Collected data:
* * *
PR #3596, opened 2021-02-19
Restart CoreDNS on each maintenance

vpnachev:
/area networking
/kind discussion
/priority normal

Restart CoreDNS on each maintenance.
The reason for this change is that we have seen several times shoot cluster with broken networking because all of the dns traffic is going only to one of the all CoreDNS replicas, even though the HPA has scaled it up to the maximum 5 replicas. In these cases just a plain restart of the CoreDNS pods resolved the networking issues in the cluster.

#### Session Affinity
I tried to set `sessionAffinity` https://github.com/gardener/gardener/commit/46afca976623aae4b8784e189da3cbea4438dc01 to the `kube-dns` service and used the command `watch -n 0.1 dig google.com` from a pod running in the cluster to verify whether there is an improvement or not. It got worse :open_mouth:. I found that the client was always stuck to the same backend pod. Reducing the timeout to 5 seconds had no effect.
coredns-session-affinity-with-description

Based on the above, I think the session affinity will affect negatively all clusters in a landscape, so I prefer to not implement it.

#### Restarting the CoreDNS
It is influenced by the control plane restarted. It is optional feature of the maintenance controller disabled by default.
Firstly, I implemented direct coredns deployment patching https://github.com/gardener/gardener/commit/0132b981f32122a2de1de4ced7873849203ae9e2, but It has the disadvantage that the timestamp is not preserved in the managed resource and GRM revert the deployment spec almost immediately. Thus it cannot guarantee that all pods will be restarted.
Then I switched to injecting the timestamp in the chart values https://github.com/gardener/gardener/commit/f24c5a7ee7a1f89bb0bf868d0e12f8629031e059 which is working exactly as it is required. I just not like so much how the task is removed from the shoot.

#### General improvements
- added initial delay to the readiness probe of CoreDNS.
- decreased `maxUnavailable` for the CoreDNS deployment from 1 to 0.

Fixes #

I am opening this PR as draft and to collect some initial feedback. 
I will squash/remove commits before to make it `ready`.

**Release note**:

```feature operator
CoreDNS deployment of shoot clusters can now be automatically restarted during the shoot's maintenance time window. This is used to solve problems with clients stuck to single replica of the deployment and thus overloading it. The feature can be enabled via the `ControllerManagerConfiguration` under `.controllers.shootMaintecance.enableShootCoreAddonRestarter` (see `example/20-componentconfig-gardener-controller-manager.yaml`).
```

### DIFF
--- a/pkg/controllermanager/apis/config/types.go
+++ b/pkg/controllermanager/apis/config/types.go
@@ -180,6 +180,8 @@ type ShootMaintenanceControllerConfiguration struct {
 	ConcurrentSyncs int
 	// EnableShootControlPlaneRestarter configures whether adequate pods of the shoot control plane are restarted during maintenance.
 	EnableShootControlPlaneRestarter *bool
+	// EnableShootCoreAddonRestarter configures whether some core addons to be restarted during maintenance.
+	EnableShootCoreAddonRestarter *bool
 }
 
 // ShootQuotaControllerConfiguration defines the configuration of the
--- a/pkg/operation/botanist/addons.go
+++ b/pkg/operation/botanist/addons.go
@@ -19,11 +19,13 @@ import (
 	"fmt"
 	"path/filepath"
 	"strings"
+	"time"
 
 	gardencorev1beta1 "github.com/gardener/gardener/pkg/apis/core/v1beta1"
 	v1beta1constants "github.com/gardener/gardener/pkg/apis/core/v1beta1/constants"
 	gardencorev1beta1helper "github.com/gardener/gardener/pkg/apis/core/v1beta1/helper"
 	"github.com/gardener/gardener/pkg/chartrenderer"
+	"github.com/gardener/gardener/pkg/controllerutils"
 	netpol "github.com/gardener/gardener/pkg/operation/botanist/addons/networkpolicy"
 	"github.com/gardener/gardener/pkg/operation/botanist/component"
 	"github.com/gardener/gardener/pkg/operation/botanist/controlplane/konnectivity"
@@ -32,14 +34,19 @@ import (
 	"github.com/gardener/gardener/pkg/utils/secrets"
 	versionutils "github.com/gardener/gardener/pkg/utils/version"
 
+	appsv1 "k8s.io/api/apps/v1"
 	corev1 "k8s.io/api/core/v1"
 	apierrors "k8s.io/apimachinery/pkg/api/errors"
 	metav1 "k8s.io/apimachinery/pkg/apis/meta/v1"
 	"sigs.k8s.io/controller-runtime/pkg/client"
 )
 
-// SecretLabelKeyManagedResource is a key for a label on a secret with the value 'managed-resource'.
-const SecretLabelKeyManagedResource = "managed-resource"
+const (
+	// SecretLabelKeyManagedResource is a key for a label on a secret with the value 'managed-resource'.
+	SecretLabelKeyManagedResource = "managed-resource"
+	// gardenerRestartedAtKey is annotation key for timestamp used to restart components.
+	gardenerRestartedAtKey = "gardener.cloud/restarted-at"
+)
 
 // GenerateKubernetesDashboardConfig generates the values which are required to render the chart of
 // the kubernetes-dashboard properly.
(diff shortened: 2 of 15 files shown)


pkg/operation/botanist/addons.go
```diff
@@ -504,3 +525,26 @@ func (b *Botanist) generateOptionalAddonsChart(_ context.Context) (*chartrendere
 func (b *Botanist) outOfClusterAPIServerFQDN() string {
 	return fmt.Sprintf("%s.", b.Shoot.ComputeOutOfClusterAPIServerAddress(b.APIServerAddress, true))
 }
+
+// getCoreDNSRestartTimestamp returns a timestamp that can potentially restart the CoreDNS deployment.
+func (b *Botanist) getCoreDNSRestartTimestamp(ctx context.Context) (string, error) {
```
vpnachev, line 530: I have the idea to restart only when the deployment is running on the maximum allowed replicas. Any opinions?

vlerenc:
Thanks @vpnachev. I hope as well that it will help.

timuthy:
@vpnachev I assume your results are based on `iptables`. Do you think we have the same issues with `IPVS` or need to handle it differently? Maybe it works better with RR as the [default](https://kubernetes.io/blog/2018/07/09/ipvs-based-in-cluster-load-balancing-deep-dive/#parameter-changes) and we don't need a restart at all?

vpnachev:
> Do you think we have the same issues with IPVS or need to handle it differently?

To be honest, the cluster that was recently affected by this issue was using Cilium as network extension which can be also a factor. My observation was for cluster with IPTables+Calico and will spend some time to evaluate Cilium and IPVS. 

>  Maybe it works better with RR as the default and we don't need a restart at all?

I do not understand this, could you elaborate it?

timuthy:
> I do not understand this, could you elaborate it?

I was wondering if it was an `iptables` only problem and if `IPVS` worked perfectly with regards to load balancing, then we'd probably not need the restart mechanism in case IPVS is enabled.

vpnachev:
I have executed the same test with IPVS and cilium shoot clusters - the result is absolutely the same. Therefore, I am proposing to restart the CoreDNS just like we are doing with control plane pods in the maintenance time window.

pkg/operation/botanist/addons.go
```diff
@@ -32,14 +34,19 @@ import (
...
 	"sigs.k8s.io/controller-runtime/pkg/client"
 )
 
-// SecretLabelKeyManagedResource is a key for a label on a secret with the value 'managed-resource'.
-const SecretLabelKeyManagedResource = "managed-resource"
+const (
+	// SecretLabelKeyManagedResource is a key for a label on a secret with the value 'managed-resource'.
+	SecretLabelKeyManagedResource = "managed-resource"
+	// gardenerRestartAtKey is annotation key for timestamp used to restart components.
+	gardenerRestartAtKey = "gardener.cloud/restartedAt"
```
```suggestion
	gardenerRestartedAtKey = "gardener.cloud/restarted-at"
```

pkg/operation/botanist/addons.go
```diff
@@ -311,6 +318,20 @@ func (b *Botanist) generateCoreAddonsChart(ctx context.Context) (*chartrenderer.
 	}
 	shootInfo["extensions"] = strings.Join(extensions, ",")
 
+	coreDNSRestartTimestamp, err := b.getCoreDNSRestartTimestamp(ctx)
+	if err != nil {
+		return nil, err
```
rfranzke, line 323: Should `not found` errors be ignored here?

timuthy (commented):
Thanks for the analysis @vpnachev.

pkg/controllermanager/apis/config/types.go
```diff
@@ -180,6 +180,8 @@ type ShootMaintenanceControllerConfiguration struct {
 	ConcurrentSyncs int
 	// EnableShootControlPlaneRestarter configures whether adequate pods of the shoot control plane are restarted during maintenance.
 	EnableShootControlPlaneRestarter *bool
+	// EnableShootCoreDNSRestarter configures whether CoreDNS deployment to be  restarted during maintenance.
+	EnableShootCoreDNSRestarter *bool
```
timuthy: How about naming this `EnableShootCoreAddonRestarter` which leaves more room for future use-cases?

rfranzke (approved):
/lgtm

timuthy (approved):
* * *
### [WHAT THE EXERCISE ASKS]
When you reach the line that contains "It is influenced", stop; that line and every line before it, from the very first line of the data, should be restated word for word.

### [RESPONSE TO THIS TASK]
PR #3596, opened 2021-02-19
Restart CoreDNS on each maintenance

vpnachev:
/area networking
/kind discussion
/priority normal

Restart CoreDNS on each maintenance.
The reason for this change is that we have seen several times shoot cluster with broken networking because all of the dns traffic is going only to one of the all CoreDNS replicas, even though the HPA has scaled it up to the maximum 5 replicas. In these cases just a plain restart of the CoreDNS pods resolved the networking issues in the cluster.

#### Session Affinity
I tried to set `sessionAffinity` https://github.com/gardener/gardener/commit/46afca976623aae4b8784e189da3cbea4438dc01 to the `kube-dns` service and used the command `watch -n 0.1 dig google.com` from a pod running in the cluster to verify whether there is an improvement or not. It got worse :open_mouth:. I found that the client was always stuck to the same backend pod. Reducing the timeout to 5 seconds had no effect.
coredns-session-affinity-with-description

Based on the above, I think the session affinity will affect negatively all clusters in a landscape, so I prefer to not implement it.

#### Restarting the CoreDNS
It is influenced by the control plane restarted. It is optional feature of the maintenance controller disabled by default.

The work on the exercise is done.